Keywords

1 Introduction

Quadrotor UAV (Unmanned Aerial Vehicle) has been developed for various military and civil missions, due to its simple structure, VTOL (Vertical Taskoff and Landing) and great maneuverability [1]. Quadrotor UAV is a typically coupled and underactuated nonlinear system. Its control system usually consist of attitude part and position part, whose position part guarantee the Quadrotor UAV to track the desired positions by changing the attitudes and total thrust, and the attitude part guarantee the quadrotor UAV to track the desired attitudes determined that given by position controller. It means that the position control performance is affected by the attitude tracking performance, besides several maneuver tasks require high attitude tracking performance. Unfortunately, it is not easy to achieve high attitude tracking performance, due to the coupled character and parameter uncertainties. Moreover, external disturbances also bring more challenge. Many techniques have been proposed to solve the above problem. Tradition method such as PID, LQ control [2], robust feedback linearization [3], robust control [4] etc. are adopted to improve the attitude tracking performance for quadrotor UAV to some extent, but they can’t achieve high performance because of ignoring the coupled character and parameter uncertainties during controller design. So many novel controller methods are proposed. The work [5] proposed a robust disturbance rejection control method based on robust disturbance observer (DOB), robust DOB was designed to compensate the uncertainty. In [6], An robust control method was addressed, adaptation laws were designed to learn and compensate the modeling error and external disturbance. In [7], A proportional-integral control method was proposed based on additive-state-decomposition (ASD) dynamic inversion design. By ASD and a new definition of output, the considered uncertain system is transformed into a first-order system, in which all original uncertainties were lumped into a new disturbance at the new defined output. And a dynamic inversion control was applied to reject the lumped disturbance.
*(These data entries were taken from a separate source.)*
PR #10161, opened 2025-10-12
add getter for daemon proxy

woodser:
wallet2 already provides getters for connection information, like the daemon address and login credentials.

This PR just adds a getter for the daemon proxy URI, so it can be collected by clients too.

### DIFF
--- a/src/wallet/wallet2.h
+++ b/src/wallet/wallet2.h
@@ -1547,6 +1547,7 @@ private:
     std::string get_keys_file() const;
     std::string get_daemon_address() const;
     const boost::optional<epee::net_utils::http::login>& get_daemon_login() const { return m_daemon_login; }
+    std::string get_daemon_proxy() const { return m_proxy; }
     uint64_t get_daemon_blockchain_height(std::string& err);
     uint64_t get_daemon_blockchain_target_height(std::string& err);
     uint64_t get_daemon_adjusted_time();


nahuhh:
Those other items (login info, address) are things that the caller already knows. The proxy is not. 

i'm not sure its a good idea to expose the proxy to users, unless its only available to the unrestricted rpc

edit.. this is for the wallet, so nvm. 
edit again: is this for the _daemon_ proxy, or the wallet proxy?

woodser:
> is this for the daemon proxy, or the wallet proxy?

@nahuhh 

This is the wallet's proxy to its daemon.

Without this, it's not possible for a client to collect the wallet's full daemon connection information after it's set.

This accessor is merely consistent with the other available accessors, to get the wallet daemon's address and login info, allowing a client to query this information as needed.

An example use case (already used in Haveno [here](https://github.com/haveno-dex/haveno/blob/8697b5344f50a67f97301dde1ff2d0ba469ebf6c/core/src/main/java/haveno/core/trade/Trade.java#L3028)), is that listeners can know if the global daemon connection has changed from each wallet's daemon connection, including the proxy configuration, in order to update each wallet's daemon connection accordingly.

Without this, each wallet would have to cache and maintain this information locally. It makes sense instead that there is a consistent accessor.

SNeedlewoods (approved):

navidR (approved):

PR #2820, opened 2023-11-07
MDEV-13626 Merge InnoDB test cases from MySQL 5.7

dr-m:
- [x] *The Jira issue number for this PR is: MDEV-13626*

## Description
This imports and adapts a number of MySQL 5.7 test cases that are applicable to MariaDB.

Some tests for old bug fixes are not that relevant because the code has been refactored since then (especially starting with MariaDB Server 10.6), and the tests would not reproduce the original bug if the fix was reverted.

In the test `innodb_fts.opt`, there are many duplicate  `MATCH` ranks, which would make the results nondeterministic. The test was stabilized by changing some `LIMIT` clauses or by adding sorted_result in those cases where the purpose of a test was to show that no sorting took place in the server.

In the test `innodb_fts.phrase`, MySQL 5.7 would generate `FTS_DOC_ID` that are 1 larger than in MariaDB. In `innodb_fts.index_table` the difference is 2. This is because in MariaDB, `fts_get_next_doc_id()` post-increments `cache->next_doc_id`, while MySQL 5.7 pre-increments it.

The test `innodb.import_update_stats` is for now disabled on Valgrind because it would reproduce a bug [MDEV-32725](https://jira.mariadb.org/browse/MDEV-32725).

## How can this PR be tested?
This is tested on any CI system that runs `mtr`. There are no code changes.

## PR quality check


mysql-test/suite/innodb_fts/t/phrase.test
```diff
@@ -0,0 +1,39 @@
+-- source include/have_innodb.inc
+
```
dr-m, line 2: We got [this ./mtr --ps-protocol --embedded failure](https://buildbot.mariadb.org/#/builders/536/builds/11170/steps/7/logs/stdio) that starts like this:
```diff
@@ -42,8 +42,8 @@
 Sort_merge_passes	0
 Sort_priority_queue_sorts	0
 Sort_range	0
-Sort_rows	2
-Sort_scan	1
+Sort_rows	4
+Sort_scan	2
 No sorting for this query even if MATCH is part of an expression
 FLUSH STATUS;
 SELECT title, MATCH(title, text) AGAINST ('database') AS score
```
I can reproduce this with `./mtr --ps-protocol --embedded` as well as `./mtr --ps-protocol` but not with `./mtr --embedded`. Maybe we just need `disable_ps_protocol` or `disable_ps2_protocol` somewhere in this test.

dr-m: Adding either `disable_ps2_protocol` or `disable_ps_protocol` would not fix this.

dr-m: I worked around this by adding the following:
```
if ($PS_PROTOCOL) { skip Counter differences for --ps-protocol; }
```

Thirunarayanan (approved):
Patch looks OK to me

mysql-test/suite/innodb/t/innodb-lock-inherit-read_commited.test
```diff
@@ -0,0 +1,114 @@
...
+--source ../../innodb/include/wait_all_purged.inc
+
+SET debug_sync = 'now SIGNAL con2_go WAIT_FOR con2_insert_done';
+SET debug_sync = 'now SIGNAL con1_go WAIT_FOR con1_insert_done';
+
+SET debug_sync = 'now SIGNAL con1_finish';
+SET debug_sync = 'now SIGNAL con2_finish';
+
+--connection con1
+--reap
```
dr-m, line 91: This test occasionally fails on several builders. I will have to check this deeper. It has failed in both iterations of the loop:
```diff
@@ -46,6 +46,8 @@
 SET debug_sync = 'now SIGNAL con1_finish';
 SET debug_sync = 'now SIGNAL con2_finish';
 connection con1;
+Warnings:
+Warning	1639	debug sync point wait timed out
 disconnect con1;
 connection con2;
 disconnect con2;
```
```diff
@@ -104,6 +104,8 @@
 SET debug_sync = 'now SIGNAL con1_finish';
 SET debug_sync = 'now SIGNAL con2_finish';
 connection con1;
+Warnings:
+Warning	1639	debug sync point wait timed out
 disconnect con1;
 connection con2;
 disconnect con2;
```

dr-m: I was able to repeat the `DEBUG_SYNC` hang on my system when running 17×10 tests. After I applied the following cleanup, the test did not hang on my system:
```diff
diff --git a/mysql-test/suite/innodb/t/innodb-lock-inherit-read_commited.test b/mysql-test/suite/innodb/t/innodb-lock-inherit-read_commited.test
index 1c887911069..d9c933fa9b5 100644
--- a/mysql-test/suite/innodb/t/innodb-lock-inherit-read_commited.test
+++ b/mysql-test/suite/innodb/t/innodb-lock-inherit-read_commited.test
@@ -63,8 +63,8 @@ SET debug_sync = 'now WAIT_FOR con1_locks_done';
 
 SET debug_sync = 'lock_wait_suspend_thread_enter SIGNAL con2_blocked
 WAIT_FOR con2_go';
-SET debug_sync = 'ha_commit_trans_after_acquire_commit_lock SIGNAL
-con2_insert_done WAIT_FOR con2_finish';
+SET debug_sync = 'ha_commit_trans_after_acquire_commit_lock
+WAIT_FOR con2_finish';
 SET debug_sync = 'ib_after_row_insert SIGNAL con2_insert_done';
 
 --send
@@ -85,11 +85,12 @@ SET debug_sync = 'now SIGNAL con2_go WAIT_FOR con2_insert_done';
 SET debug_sync = 'now SIGNAL con1_go WAIT_FOR con1_insert_done';
 
 SET debug_sync = 'now SIGNAL con1_finish';
-SET debug_sync = 'now SIGNAL con2_finish';
 
 --connection con1
 --reap
 --disconnect con1
+--connection default
+SET debug_sync = 'now SIGNAL con2_finish';
 
 --connection con2
 --error 0,ER_LOCK_WAIT_TIMEOUT
```
Only one other added test `innodb.innodb-ac-non-locking-select` makes use of `DEBUG_SYNC`, in a much simpler pattern. I successfully ran 68×30=2040 repetitions of it on my system.

PR #2821, opened 2023-11-07
MDEV-28509 Dereferenced null pointer of type 'struct JOIN_TAB' in add_key_field

DaveGosselin-MariaDB:
Do not attempt to merge keys to a non-existent join table; verify that the REGINFO's join_tab field is not NULL.

The newly added tests will crash without this fix, but with this fix they produce same results as when run on MySQL 8.2.


mysql-test/suite/parts/t/optimizer.test
```diff
@@ -47,3 +47,14 @@ SHOW status LIKE 'handler_read_key';
 --enable_ps2_protocol
 
 DROP TABLE t1, t2;
+
+--echo #
+--echo # Bug#28509: Access null pointer during add_key_field call
```
spetrunia, line 52: Please use  `MDEV-28509`.  That's what people grep for.   `Bug#nnnnn` notation was used for bugs at MySQL Ab, people may think you're refererring to https://bugs.mysql.com/bug.php?id=28509

sql/sql_select.cc
```diff
@@ -25007,6 +25008,25 @@ int setup_order(THD *thd, Ref_ptr_array ref_pointer_array, TABLE_LIST *tables,
...
+  OnScopeExit(std::function<void()> work)
+    : _work(work)
+  {}
+
+  ~OnScopeExit()
+  {
+    _work();
+  }
+};
+
```
vuvova, line 25029: No, don't do that. You can use `SCOPE_EXIT` from `include/scope.h`

DaveGosselin-MariaDB: I missed `scope_exit`, thank you; it does exactly what I need 👍

vuvova: uppercase. Like
```c++
SCOPE_EXIT([order] () {
   ...
});
```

In this brief, an adaptive nonsmooth attitude tracking controller is developed for quadrotor with dynamic uncertainties, integrating the nonsmooth control and adaptive control technology. Compared with the aforementioned method, the proposed method has fast transient, high-precision performances and simpler controller structures.

2 Preliminaries

2.1 Model Dynamics of Quadrotor UAV Attitude System

An attitude system model of the rigid-body quadrotor UAV with dynamic uncertainties can be written as (see [1,2,3,4]):

$$ \begin{aligned} \ddot{\phi } & = \dot{\theta }\dot{\psi }{{\left( {I_{\text{y}} - I_{\text{z}} } \right)} \mathord{\left/ {\vphantom {{\left( {I_{\text{y}} - I_{\text{z}} } \right)} {I_{\text{x}} }}} \right. \kern-0pt} {I_{\text{x}} }} + {{blU_{\phi } } \mathord{\left/ {\vphantom {{blU_{\phi } } {I_{\text{x}} }}} \right. \kern-0pt} {I_{\text{x}} }} + \Delta_{\phi } \\ \ddot{\theta } & = \dot{\phi }\dot{\psi }{{\left( {I_{\text{z}} - I_{\text{x}} } \right)} \mathord{\left/ {\vphantom {{\left( {I_{\text{z}} - I_{\text{x}} } \right)} {I_{y} }}} \right. \kern-0pt} {I_{y} }} + {{blU_{\theta } } \mathord{\left/ {\vphantom {{blU_{\theta } } {I_{\text{y}} }}} \right. \kern-0pt} {I_{\text{y}} }} + \Delta_{\theta } \\ \dot{\psi } & = \dot{\phi }\dot{\theta }{{\left( {I_{\text{x}} - I_{\text{y}} } \right)} \mathord{\left/ {\vphantom {{\left( {I_{\text{x}} - I_{\text{y}} } \right)} {I_{z} }}} \right. \kern-0pt} {I_{z} }} + {{dU_{\psi } } \mathord{\left/ {\vphantom {{dU_{\psi } } {I_{\text{z}} }}} \right. \kern-0pt} {I_{\text{z}} }} + \Delta_{\psi } \\ \end{aligned} $$
(1)

Where \( \phi \in {\text{R}}, \) \( \theta \in {\text{R}}, \) \( \psi \in {\text{R}} \) denote the Euler angles (roll, pitch, yaw) respectively, \( I_{x} \in {\text{R}}^{+} \), \( I_{y} \in {\text{R}}^{+} \), \( I_{z} \in {\text{R}}^{+} \) are the moments of inertia of quadrotor, \( b \) is the lift coefficient, \( d \) is the drag coefficient, \( l \in {\text{R}}^{+} \) is the distance from the epicenter of the quadrotor UAV to the rotor axis, \( \Delta_{\varphi } \in {\text{R}}, \) \( \Delta_{\theta } \in {\text{R}}, \) \( \Delta_{\psi } \in {\text{R}} \) denote the uncertainties caused by bounded external disturbance. And \( U_{\phi } \), \( U_{\theta } \), \( U_{\psi } \) are given as follows:

$$ \begin{aligned} U_{\phi } & = \omega_{ 2}^{ 2} - \omega_{ 4}^{ 2} \\ U_{\theta } & = - \omega_{ 1}^{ 2} + \omega_{ 3}^{ 2} \\ U_{\psi } & = \omega_{ 1}^{ 2} - \omega_{ 2}^{ 2} { + }\omega_{ 3}^{ 2} - \omega_{ 4}^{ 2} \\ \end{aligned} $$
(2)

Where \( \omega_{i} \in {\text{R}},i = 1,2,3,4 \) denote the angular speed of the rotor \( i \). For the design procedure of adaptive nonsmooth attitude tracking controller, the dynamic model will be transformed as follow.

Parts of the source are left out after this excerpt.